- Exercise requirements
Going from the top of the data below, give again each line through the one containing "- Instance dp_memory", both ends kept.

============================================================

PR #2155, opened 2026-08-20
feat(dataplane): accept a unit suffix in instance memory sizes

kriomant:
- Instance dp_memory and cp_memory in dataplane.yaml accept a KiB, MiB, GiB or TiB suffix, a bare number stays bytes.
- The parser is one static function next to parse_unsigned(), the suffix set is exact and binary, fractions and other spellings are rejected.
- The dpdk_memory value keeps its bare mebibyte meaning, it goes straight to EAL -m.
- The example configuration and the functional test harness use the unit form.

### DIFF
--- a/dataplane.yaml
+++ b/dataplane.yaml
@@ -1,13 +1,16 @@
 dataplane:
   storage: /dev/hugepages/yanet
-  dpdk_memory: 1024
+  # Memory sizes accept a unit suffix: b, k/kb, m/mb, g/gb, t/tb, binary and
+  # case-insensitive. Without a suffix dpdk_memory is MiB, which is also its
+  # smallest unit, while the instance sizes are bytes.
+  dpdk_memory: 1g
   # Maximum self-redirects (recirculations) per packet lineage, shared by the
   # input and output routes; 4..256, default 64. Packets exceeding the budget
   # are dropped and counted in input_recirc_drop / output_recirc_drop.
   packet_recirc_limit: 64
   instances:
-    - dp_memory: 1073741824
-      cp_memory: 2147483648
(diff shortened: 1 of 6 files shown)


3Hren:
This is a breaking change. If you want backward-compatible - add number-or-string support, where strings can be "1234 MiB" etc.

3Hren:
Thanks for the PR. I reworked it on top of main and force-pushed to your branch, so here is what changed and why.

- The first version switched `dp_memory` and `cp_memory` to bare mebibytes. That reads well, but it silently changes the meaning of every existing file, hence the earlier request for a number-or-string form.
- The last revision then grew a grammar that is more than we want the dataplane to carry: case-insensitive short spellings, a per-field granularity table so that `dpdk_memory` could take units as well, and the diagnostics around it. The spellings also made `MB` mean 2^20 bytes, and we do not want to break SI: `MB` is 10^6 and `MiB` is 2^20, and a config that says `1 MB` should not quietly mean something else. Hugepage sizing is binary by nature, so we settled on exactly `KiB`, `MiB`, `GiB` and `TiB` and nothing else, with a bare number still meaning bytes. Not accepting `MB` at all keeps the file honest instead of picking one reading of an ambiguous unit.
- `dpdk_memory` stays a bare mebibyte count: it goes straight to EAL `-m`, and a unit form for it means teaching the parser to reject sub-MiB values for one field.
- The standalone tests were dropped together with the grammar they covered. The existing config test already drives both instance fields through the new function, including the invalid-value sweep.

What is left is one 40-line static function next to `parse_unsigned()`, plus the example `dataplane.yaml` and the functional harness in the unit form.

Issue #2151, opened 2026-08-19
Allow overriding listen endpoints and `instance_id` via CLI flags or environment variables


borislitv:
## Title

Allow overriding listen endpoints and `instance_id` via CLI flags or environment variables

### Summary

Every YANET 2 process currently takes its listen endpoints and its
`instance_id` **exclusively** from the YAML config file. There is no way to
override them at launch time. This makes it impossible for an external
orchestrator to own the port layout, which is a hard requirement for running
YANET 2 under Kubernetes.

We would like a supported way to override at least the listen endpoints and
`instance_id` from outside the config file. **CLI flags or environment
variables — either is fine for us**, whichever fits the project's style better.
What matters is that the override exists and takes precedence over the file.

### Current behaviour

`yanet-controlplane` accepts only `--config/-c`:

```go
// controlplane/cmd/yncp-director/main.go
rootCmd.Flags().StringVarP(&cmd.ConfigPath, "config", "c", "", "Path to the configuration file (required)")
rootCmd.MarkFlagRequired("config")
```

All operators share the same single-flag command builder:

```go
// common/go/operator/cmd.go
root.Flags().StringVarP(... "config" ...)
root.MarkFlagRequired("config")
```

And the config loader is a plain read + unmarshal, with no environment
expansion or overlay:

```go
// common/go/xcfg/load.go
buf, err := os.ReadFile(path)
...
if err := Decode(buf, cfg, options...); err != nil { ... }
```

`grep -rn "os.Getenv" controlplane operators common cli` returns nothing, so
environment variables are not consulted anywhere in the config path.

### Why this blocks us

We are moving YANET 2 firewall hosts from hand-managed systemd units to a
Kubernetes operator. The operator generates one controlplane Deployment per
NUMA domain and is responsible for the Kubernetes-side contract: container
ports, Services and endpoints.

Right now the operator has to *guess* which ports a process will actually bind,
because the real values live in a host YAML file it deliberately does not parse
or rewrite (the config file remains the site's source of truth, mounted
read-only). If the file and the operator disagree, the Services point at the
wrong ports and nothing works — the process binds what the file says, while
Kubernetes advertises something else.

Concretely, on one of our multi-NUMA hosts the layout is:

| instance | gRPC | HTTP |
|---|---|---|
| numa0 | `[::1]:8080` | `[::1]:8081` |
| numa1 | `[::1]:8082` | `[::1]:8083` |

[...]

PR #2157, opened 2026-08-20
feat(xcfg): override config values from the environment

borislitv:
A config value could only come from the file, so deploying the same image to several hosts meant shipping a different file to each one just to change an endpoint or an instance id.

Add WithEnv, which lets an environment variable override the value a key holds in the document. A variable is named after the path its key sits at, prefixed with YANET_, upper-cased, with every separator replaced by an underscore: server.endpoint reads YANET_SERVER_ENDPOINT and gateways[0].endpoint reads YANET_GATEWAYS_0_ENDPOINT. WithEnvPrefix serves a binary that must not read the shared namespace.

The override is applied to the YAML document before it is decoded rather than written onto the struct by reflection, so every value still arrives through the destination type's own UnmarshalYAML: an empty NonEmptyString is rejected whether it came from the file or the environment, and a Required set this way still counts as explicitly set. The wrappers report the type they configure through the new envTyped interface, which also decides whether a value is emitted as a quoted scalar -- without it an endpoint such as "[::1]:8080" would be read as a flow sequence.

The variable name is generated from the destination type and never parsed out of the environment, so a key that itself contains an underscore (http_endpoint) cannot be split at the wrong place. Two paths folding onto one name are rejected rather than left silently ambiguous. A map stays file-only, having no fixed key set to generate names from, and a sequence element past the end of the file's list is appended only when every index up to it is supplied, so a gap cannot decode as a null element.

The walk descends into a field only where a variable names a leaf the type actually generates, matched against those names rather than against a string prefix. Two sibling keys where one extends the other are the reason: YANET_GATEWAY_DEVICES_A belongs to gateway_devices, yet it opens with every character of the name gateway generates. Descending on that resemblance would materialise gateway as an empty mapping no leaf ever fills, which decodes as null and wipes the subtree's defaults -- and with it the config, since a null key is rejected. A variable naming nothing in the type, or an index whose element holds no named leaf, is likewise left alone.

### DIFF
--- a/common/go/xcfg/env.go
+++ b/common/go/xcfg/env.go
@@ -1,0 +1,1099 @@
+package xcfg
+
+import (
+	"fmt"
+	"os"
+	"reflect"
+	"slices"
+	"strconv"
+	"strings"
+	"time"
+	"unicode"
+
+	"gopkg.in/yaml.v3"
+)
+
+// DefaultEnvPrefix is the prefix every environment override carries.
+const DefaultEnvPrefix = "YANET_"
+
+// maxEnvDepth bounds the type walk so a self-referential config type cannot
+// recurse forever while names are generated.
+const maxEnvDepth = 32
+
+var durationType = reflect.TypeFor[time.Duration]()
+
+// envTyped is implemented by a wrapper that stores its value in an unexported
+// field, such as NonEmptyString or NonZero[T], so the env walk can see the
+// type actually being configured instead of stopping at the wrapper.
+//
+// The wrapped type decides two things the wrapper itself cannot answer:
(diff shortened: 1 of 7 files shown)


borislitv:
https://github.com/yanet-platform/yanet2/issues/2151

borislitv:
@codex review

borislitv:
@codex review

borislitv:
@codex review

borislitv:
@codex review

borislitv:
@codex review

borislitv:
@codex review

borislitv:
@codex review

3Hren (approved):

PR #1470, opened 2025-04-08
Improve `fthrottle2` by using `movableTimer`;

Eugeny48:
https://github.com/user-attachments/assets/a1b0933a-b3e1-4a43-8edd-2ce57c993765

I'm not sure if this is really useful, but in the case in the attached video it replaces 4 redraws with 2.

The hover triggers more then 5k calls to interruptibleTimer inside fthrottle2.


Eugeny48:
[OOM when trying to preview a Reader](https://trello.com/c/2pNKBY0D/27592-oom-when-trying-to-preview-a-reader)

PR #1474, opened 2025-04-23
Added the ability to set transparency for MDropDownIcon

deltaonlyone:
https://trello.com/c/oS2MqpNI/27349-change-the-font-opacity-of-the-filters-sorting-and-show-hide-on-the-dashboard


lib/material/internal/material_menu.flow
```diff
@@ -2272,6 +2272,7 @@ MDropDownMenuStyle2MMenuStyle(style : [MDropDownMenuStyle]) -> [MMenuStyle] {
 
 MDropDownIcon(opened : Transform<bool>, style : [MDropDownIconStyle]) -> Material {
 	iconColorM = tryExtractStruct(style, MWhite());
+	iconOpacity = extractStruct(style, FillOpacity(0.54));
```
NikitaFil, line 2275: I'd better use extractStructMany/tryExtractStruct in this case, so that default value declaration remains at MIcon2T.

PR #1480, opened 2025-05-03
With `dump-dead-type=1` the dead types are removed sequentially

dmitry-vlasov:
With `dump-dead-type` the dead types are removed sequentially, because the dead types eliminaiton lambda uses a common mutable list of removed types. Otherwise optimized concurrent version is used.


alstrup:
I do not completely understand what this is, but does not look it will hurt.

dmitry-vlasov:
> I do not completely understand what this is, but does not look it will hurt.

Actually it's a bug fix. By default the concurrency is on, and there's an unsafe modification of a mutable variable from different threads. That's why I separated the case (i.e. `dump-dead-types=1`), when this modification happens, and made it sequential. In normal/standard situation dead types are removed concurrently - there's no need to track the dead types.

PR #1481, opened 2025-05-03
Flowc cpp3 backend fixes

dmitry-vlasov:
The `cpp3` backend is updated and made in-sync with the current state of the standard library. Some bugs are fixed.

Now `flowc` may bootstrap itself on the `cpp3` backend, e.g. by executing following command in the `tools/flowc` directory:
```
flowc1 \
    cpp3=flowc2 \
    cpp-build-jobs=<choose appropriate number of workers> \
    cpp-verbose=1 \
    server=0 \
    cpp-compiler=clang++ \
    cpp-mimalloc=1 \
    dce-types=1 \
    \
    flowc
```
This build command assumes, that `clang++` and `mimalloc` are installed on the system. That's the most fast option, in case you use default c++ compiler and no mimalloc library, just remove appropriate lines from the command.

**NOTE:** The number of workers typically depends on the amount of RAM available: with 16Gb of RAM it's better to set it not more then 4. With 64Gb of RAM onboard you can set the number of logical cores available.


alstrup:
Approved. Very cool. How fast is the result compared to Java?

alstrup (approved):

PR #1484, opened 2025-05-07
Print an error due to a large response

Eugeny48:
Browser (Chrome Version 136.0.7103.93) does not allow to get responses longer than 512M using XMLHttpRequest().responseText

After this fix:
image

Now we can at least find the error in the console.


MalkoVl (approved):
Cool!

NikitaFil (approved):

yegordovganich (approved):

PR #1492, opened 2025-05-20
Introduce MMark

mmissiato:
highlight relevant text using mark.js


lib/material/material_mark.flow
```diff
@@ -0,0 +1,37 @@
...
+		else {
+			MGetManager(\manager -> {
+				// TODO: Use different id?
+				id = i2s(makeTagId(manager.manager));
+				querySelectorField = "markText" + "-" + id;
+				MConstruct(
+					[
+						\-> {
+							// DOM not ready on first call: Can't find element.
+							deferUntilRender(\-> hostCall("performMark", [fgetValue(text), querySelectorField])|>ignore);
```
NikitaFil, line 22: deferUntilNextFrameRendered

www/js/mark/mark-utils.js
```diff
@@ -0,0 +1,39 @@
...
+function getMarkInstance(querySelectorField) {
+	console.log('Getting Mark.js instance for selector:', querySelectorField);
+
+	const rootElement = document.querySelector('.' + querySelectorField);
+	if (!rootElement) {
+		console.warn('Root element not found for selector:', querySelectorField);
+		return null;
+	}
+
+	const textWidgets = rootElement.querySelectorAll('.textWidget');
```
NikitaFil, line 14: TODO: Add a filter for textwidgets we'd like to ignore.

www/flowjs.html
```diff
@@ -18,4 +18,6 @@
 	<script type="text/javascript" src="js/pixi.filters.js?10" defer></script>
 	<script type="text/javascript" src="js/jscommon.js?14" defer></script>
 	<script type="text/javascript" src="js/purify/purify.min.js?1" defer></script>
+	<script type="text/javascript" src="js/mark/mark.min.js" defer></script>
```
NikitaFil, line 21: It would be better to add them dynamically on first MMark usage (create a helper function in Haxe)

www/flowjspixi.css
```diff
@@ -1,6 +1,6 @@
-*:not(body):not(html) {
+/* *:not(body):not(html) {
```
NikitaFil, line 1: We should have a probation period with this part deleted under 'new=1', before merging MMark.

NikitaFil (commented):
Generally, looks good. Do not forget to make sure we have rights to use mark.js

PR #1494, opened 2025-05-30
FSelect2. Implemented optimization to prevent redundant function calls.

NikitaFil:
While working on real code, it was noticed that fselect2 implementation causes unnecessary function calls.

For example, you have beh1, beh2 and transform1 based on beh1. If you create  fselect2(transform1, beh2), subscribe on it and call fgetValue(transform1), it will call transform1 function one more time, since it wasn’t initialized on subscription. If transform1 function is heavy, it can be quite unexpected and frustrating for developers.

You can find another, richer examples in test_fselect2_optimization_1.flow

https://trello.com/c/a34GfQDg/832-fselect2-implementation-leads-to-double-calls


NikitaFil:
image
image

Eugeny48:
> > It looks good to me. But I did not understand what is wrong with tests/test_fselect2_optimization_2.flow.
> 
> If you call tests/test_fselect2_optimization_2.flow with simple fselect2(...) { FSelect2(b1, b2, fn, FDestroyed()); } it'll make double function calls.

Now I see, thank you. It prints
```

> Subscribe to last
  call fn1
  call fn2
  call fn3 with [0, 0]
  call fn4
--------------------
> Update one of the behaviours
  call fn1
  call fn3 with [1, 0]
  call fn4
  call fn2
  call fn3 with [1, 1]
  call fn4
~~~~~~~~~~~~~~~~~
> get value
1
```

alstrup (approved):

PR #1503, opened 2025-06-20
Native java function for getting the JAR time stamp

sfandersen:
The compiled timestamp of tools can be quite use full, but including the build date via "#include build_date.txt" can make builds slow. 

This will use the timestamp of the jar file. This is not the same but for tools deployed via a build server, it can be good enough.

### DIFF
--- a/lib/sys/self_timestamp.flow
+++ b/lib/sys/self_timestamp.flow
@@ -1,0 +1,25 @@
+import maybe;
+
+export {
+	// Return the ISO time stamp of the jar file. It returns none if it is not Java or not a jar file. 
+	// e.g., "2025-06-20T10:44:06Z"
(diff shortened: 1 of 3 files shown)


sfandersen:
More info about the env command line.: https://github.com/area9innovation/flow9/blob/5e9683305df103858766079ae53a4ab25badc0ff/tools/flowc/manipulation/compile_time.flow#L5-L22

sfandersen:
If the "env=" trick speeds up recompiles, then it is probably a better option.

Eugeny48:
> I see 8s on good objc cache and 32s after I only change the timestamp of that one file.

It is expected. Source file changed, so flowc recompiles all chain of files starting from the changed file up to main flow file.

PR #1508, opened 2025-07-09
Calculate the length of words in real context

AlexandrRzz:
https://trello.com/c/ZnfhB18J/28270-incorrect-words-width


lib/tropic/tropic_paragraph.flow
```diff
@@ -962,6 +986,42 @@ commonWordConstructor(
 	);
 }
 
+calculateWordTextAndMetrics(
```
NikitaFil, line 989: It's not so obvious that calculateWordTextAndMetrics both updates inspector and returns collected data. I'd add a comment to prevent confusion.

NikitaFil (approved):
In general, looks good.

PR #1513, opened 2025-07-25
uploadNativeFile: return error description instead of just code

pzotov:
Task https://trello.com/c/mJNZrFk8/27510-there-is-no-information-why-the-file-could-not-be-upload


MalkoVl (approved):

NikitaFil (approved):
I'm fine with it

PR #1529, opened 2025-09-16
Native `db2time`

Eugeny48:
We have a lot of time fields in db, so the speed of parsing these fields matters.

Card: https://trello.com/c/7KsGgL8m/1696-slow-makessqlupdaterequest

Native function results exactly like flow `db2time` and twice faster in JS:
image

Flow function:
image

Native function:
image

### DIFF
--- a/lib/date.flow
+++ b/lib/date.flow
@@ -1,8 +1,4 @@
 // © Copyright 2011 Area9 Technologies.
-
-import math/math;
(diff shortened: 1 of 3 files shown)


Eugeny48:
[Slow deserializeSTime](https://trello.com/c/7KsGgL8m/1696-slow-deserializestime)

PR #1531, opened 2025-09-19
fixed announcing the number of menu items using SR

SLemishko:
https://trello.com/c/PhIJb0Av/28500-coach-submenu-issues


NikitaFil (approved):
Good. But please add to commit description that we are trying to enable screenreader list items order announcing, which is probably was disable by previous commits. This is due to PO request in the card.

============================================================

- Expected output
PR #2155, opened 2026-08-20
feat(dataplane): accept a unit suffix in instance memory sizes

kriomant:
- Instance dp_memory and cp_memory in dataplane.yaml accept a KiB, MiB, GiB or TiB suffix, a bare number stays bytes.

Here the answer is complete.